■ Source records

§ §

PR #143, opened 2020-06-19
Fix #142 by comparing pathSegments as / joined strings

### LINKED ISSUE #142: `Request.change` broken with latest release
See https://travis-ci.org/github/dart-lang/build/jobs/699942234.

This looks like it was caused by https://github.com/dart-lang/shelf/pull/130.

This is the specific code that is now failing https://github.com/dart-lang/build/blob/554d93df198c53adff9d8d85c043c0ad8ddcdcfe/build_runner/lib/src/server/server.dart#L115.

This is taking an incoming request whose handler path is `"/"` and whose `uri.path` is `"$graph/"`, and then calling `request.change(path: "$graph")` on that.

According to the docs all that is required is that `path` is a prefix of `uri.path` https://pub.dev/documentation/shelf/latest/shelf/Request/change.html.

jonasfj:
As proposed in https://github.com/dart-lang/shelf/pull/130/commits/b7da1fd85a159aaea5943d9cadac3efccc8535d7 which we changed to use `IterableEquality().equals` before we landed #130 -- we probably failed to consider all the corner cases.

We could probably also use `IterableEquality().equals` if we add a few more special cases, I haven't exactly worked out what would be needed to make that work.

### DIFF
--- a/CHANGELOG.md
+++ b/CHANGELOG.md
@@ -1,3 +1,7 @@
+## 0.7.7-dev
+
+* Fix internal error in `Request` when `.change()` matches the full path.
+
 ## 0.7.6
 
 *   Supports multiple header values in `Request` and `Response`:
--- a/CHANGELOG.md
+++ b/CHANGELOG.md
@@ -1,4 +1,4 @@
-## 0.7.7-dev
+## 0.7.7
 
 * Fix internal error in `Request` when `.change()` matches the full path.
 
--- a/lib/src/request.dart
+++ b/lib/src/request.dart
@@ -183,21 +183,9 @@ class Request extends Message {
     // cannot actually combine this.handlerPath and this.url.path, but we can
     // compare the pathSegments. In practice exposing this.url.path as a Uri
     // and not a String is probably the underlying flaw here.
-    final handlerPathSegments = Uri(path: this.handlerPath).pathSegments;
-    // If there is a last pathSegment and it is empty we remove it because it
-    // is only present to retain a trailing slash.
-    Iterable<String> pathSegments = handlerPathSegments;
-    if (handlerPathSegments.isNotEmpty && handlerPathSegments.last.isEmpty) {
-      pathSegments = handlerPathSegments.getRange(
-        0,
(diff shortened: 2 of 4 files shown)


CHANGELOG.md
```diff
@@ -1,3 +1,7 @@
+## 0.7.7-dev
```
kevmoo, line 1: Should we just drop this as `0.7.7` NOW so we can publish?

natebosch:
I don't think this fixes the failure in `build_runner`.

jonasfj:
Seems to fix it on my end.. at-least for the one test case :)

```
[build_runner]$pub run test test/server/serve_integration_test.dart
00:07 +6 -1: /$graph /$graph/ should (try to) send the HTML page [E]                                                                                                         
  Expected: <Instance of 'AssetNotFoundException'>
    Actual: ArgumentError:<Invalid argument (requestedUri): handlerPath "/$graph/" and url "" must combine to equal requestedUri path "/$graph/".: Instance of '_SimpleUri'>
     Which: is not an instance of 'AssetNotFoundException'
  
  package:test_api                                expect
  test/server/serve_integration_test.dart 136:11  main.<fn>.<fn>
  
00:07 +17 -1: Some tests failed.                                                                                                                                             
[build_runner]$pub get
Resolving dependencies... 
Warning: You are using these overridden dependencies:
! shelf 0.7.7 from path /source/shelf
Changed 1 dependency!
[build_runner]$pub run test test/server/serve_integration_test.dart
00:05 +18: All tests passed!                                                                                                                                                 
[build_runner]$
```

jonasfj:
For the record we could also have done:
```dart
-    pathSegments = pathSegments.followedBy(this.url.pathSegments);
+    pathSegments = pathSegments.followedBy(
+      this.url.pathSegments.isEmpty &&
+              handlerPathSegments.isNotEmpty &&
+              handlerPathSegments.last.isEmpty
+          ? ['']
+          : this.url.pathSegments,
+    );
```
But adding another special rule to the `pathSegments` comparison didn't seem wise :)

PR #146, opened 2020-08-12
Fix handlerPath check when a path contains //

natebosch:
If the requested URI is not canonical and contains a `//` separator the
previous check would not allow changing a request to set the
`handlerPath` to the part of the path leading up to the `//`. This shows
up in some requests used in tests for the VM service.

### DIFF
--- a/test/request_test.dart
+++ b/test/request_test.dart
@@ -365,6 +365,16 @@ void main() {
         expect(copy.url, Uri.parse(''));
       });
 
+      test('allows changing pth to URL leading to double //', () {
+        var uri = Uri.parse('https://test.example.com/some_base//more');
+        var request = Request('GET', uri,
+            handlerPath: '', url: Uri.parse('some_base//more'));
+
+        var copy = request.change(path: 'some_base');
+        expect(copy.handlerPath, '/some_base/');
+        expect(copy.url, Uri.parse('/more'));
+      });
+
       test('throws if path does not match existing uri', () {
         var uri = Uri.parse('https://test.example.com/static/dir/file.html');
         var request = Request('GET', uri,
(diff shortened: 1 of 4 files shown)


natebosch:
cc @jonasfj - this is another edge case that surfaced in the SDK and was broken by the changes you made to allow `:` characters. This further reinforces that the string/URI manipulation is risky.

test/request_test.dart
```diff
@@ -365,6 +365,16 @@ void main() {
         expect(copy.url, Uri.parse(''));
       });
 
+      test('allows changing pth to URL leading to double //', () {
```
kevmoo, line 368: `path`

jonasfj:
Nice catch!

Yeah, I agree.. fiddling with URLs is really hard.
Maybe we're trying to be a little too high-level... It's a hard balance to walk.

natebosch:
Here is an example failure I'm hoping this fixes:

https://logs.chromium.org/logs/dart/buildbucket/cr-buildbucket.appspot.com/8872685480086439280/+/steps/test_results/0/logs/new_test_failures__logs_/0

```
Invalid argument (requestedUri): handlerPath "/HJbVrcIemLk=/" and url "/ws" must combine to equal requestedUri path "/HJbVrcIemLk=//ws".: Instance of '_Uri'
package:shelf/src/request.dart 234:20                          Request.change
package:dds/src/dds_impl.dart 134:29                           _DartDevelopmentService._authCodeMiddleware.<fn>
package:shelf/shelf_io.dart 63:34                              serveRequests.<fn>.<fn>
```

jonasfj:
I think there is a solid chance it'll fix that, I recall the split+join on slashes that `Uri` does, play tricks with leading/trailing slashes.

§ §

Write out, from the lines above, only those from the line with "See https://travis-ci.org/github/dart-lang/build/jobs/699942234." to the line with "if (handlerPathSegments.isNotEmpty &&", exactly as given, including the first and the last.

■ EXERCISE RESULT
See https://travis-ci.org/github/dart-lang/build/jobs/699942234.

This looks like it was caused by https://github.com/dart-lang/shelf/pull/130.

This is the specific code that is now failing https://github.com/dart-lang/build/blob/554d93df198c53adff9d8d85c043c0ad8ddcdcfe/build_runner/lib/src/server/server.dart#L115.

This is taking an incoming request whose handler path is `"/"` and whose `uri.path` is `"$graph/"`, and then calling `request.change(path: "$graph")` on that.

According to the docs all that is required is that `path` is a prefix of `uri.path` https://pub.dev/documentation/shelf/latest/shelf/Request/change.html.

jonasfj:
As proposed in https://github.com/dart-lang/shelf/pull/130/commits/b7da1fd85a159aaea5943d9cadac3efccc8535d7 which we changed to use `IterableEquality().equals` before we landed #130 -- we probably failed to consider all the corner cases.

We could probably also use `IterableEquality().equals` if we add a few more special cases, I haven't exactly worked out what would be needed to make that work.

### DIFF
--- a/CHANGELOG.md
+++ b/CHANGELOG.md
@@ -1,3 +1,7 @@
+## 0.7.7-dev
+
+* Fix internal error in `Request` when `.change()` matches the full path.
+
 ## 0.7.6
 
 *   Supports multiple header values in `Request` and `Response`:
--- a/CHANGELOG.md
+++ b/CHANGELOG.md
@@ -1,4 +1,4 @@
-## 0.7.7-dev
+## 0.7.7
 
 * Fix internal error in `Request` when `.change()` matches the full path.
 
--- a/lib/src/request.dart
+++ b/lib/src/request.dart
@@ -183,21 +183,9 @@ class Request extends Message {
     // cannot actually combine this.handlerPath and this.url.path, but we can
     // compare the pathSegments. In practice exposing this.url.path as a Uri
     // and not a String is probably the underlying flaw here.
-    final handlerPathSegments = Uri(path: this.handlerPath).pathSegments;
-    // If there is a last pathSegment and it is empty we remove it because it
-    // is only present to retain a trailing slash.
-    Iterable<String> pathSegments = handlerPathSegments;
-    if (handlerPathSegments.isNotEmpty && handlerPathSegments.last.isEmpty) {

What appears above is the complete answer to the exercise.